Charlamos. Se llamaba Lucas, business man, escala igual que yo. Hablaba de la libertad de los viajes, de no pensar en mañana. El alcohol subía, el ruido de maletas rodando de fondo. Nuestras rodillas se rozaron bajo la barra. Adrenalina. Sabía que mi vuelo salía a las 5, el suyo a las 6. Pocas horas.
—¿Y si matamos el tiempo en el hotel de al lado? —soltó de repente, mano en mi muslo.
Dudé un segundo, el corazón latiendo fuerte. —Vale, pero rápido. Nada de promesas.
Pagamos y salimos. El hotel era cutre, cerca de las pistas, luces de aviones parpadeando por la ventana. Recepcionista nos miró raro, pero check-in express.
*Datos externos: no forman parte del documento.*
PR #1312, opened 2021-04-15
conjure-undertow validates exactly one Content-Type is received

carterkozak:
## Before this PR
Missing validation, allowing invalid requests to potentially succeed, or fail in an unexpected way.

## After this PR
==COMMIT_MSG==
conjure-undertow validates exactly one Content-Type is received
==COMMIT_MSG==

## Possible downsides?
Requests will fail if this was working as expected.

### DIFF
--- a/conjure-java-undertow-runtime/src/main/java/com/palantir/conjure/java/undertow/runtime/ConjureBodySerDe.java
+++ b/conjure-java-undertow-runtime/src/main/java/com/palantir/conjure/java/undertow/runtime/ConjureBodySerDe.java
@@ -251,8 +251,8 @@ final class ConjureBodySerDe implements BodySerDe {
     }
 
     /**
-     * Gets the request {@code Content-Type} header if exactly one value exists, otherwise throws
-     * a {@link SafeIllegalArgumentException}. This prevents unexpected behavior when multiple
+     * Gets the request {@code Content-Type} header if exactly one value exists, otherwise logs
+     * a warning. This notifies us in the unexpected case when multiple
      * content-type headers are incorrectly sent to the server, it's not clear which should
      * be used.
      */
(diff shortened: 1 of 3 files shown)


jkozlowski (commented):
So just thinking about rollout: this will fail requests to the client (because it's a 4xx), but we don't necessarily monitor or take 4xx into account for adjudication.

I think that makes me slightly nervous we'll unintentionally cause a P0, that will only be noticed once upstream requests start failing. With the conjure change, it was nicely compile-time that we'd reject badness, but in this case I feel like there's a chance this could go badly.

Then again, we know our clients don't do anything weird here, so it sounds like the risk is only with external clients.

Alternative is to log/metric first, see it rollout and then push it out.

carterkozak:
Updated to log a warning on failure, we can roll it out and ratchet things up if there aren't any hits.

conjure-java-undertow-runtime/src/main/java/com/palantir/conjure/java/undertow/runtime/ConjureBodySerDe.java
```diff
@@ -252,4 +249,23 @@ private static void safelyDrainRequestBody(HttpServerExchange exchange) {
             adapter.tag(target, "contentType", BINARY_CONTENT_TYPE);
         }
     }
+
+    /**
+     * Gets the request {@code Content-Type} header if exactly one value exists, otherwise throws
+     * a {@link SafeIllegalArgumentException}. This prevents unexpected behavior when multiple
```
jkozlowski: Otherwise logs.

jkozlowski (approved):

conjure-java-undertow-runtime/src/main/java/com/palantir/conjure/java/undertow/runtime/ConjureBodySerDe.java
carterkozak:
```suggestion
     * Gets the request {@code Content-Type} header if exactly one value exists, otherwise logs
     * a warning. This notifies us in the unexpected case when multiple
```

PR #1324, opened 2021-04-21
Conjure-undertow uses standard tag names

carterkozak:
This adds few more pieces of data to the top level span.

==COMMIT_MSG==
Conjure-undertow uses standard tag names
==COMMIT_MSG==


carterkozak:
Test coverage would be nice, but I'd rather try this out against apm and see how it does, it may end up changing dramatically.

jkozlowski (approved):

PR #1330, opened 2021-04-23
Re-apply endpoint information to conjure-undertow spans

carterkozak:
## Before this PR
Spans were difficult to understand  when viewed in the trace graph.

Subimos en ascensor, silencio cargado, su mano ya en mi culo.
La habitación: climatización helada, sábanas blancas impolutas, olor a desinfectante. Cerró la puerta y me empujó contra ella. Beso brutal, lenguas enredadas, sabor a gin.
—Quítate todo —gruñó, quitándose la camisa.
Me arranqué la blusa, sujetador voló. Él se bajó los pantalones, polla dura saltando libre, gruesa, venosa. La miré, mojándome al instante. —Joder, qué polla más gorda.
Caí de rodillas, la cogí con la mano, lamí el glande, salado de pre-semen. La chupé hondo, garganta apretada, él gimiendo: —Sí, cabrona, trágatela toda.
El sexo urgente y sin filtros en la habitación
Me levantó, tiró en la cama. Sábanas frías contra mi piel caliente. Me abrió las piernas, falda arriba, braga a un lado. —Estás empapada, puta —dijo metiendo dos dedos en mi coño, chapoteando.
—Fóllame ya, no tenemos tiempo —jadeé, arqueando la espalda.
Se puso encima, polla rozando mi entrada. Empujó de golpe, llenándome hasta el fondo. —¡Ahhh! —grité, uñas en su espalda. Embestidas salvajes, cama crujiendo, aire acondicionado zumbando. Sus huevos golpeando mi culo, coño chorreando jugos por los muslos.
—Córrete dentro, no pares —supliqué, piernas enredadas en su cintura.
Me volteó a cuatro patas, nalgada fuerte: —Así te gusta, ¿eh? Como una perra en celo. —Metió polla de nuevo, más hondo, mano en mi pelo tirando. Yo me frotaba el clítoris, orgasmo subiendo como lava. Él aceleró, gruñendo: —Me corro, joder, toma mi leche.
Explosión. Leche caliente inundando mi coño, yo convulsionando, gritando su nombre. Colapsamos, sudorosos, jadeando. Olía a sexo puro, semen goteando de mí.
Minutos después, ducha rápida, fría. Nos vestimos en silencio, besos torpes.
—Ha sido brutal —dijo abrochándose el cinturón.
—Sin arrepentimientos. Buen vuelo.
Salí al amanecer, anuncios de vuelos otra vez: ‘Embarque París, puerta 12’. Maleta en mano, coño palpitando aún, sonrisa secreta. Ese recuerdo quema en mi equipaje de mano, listo para el próximo viaje.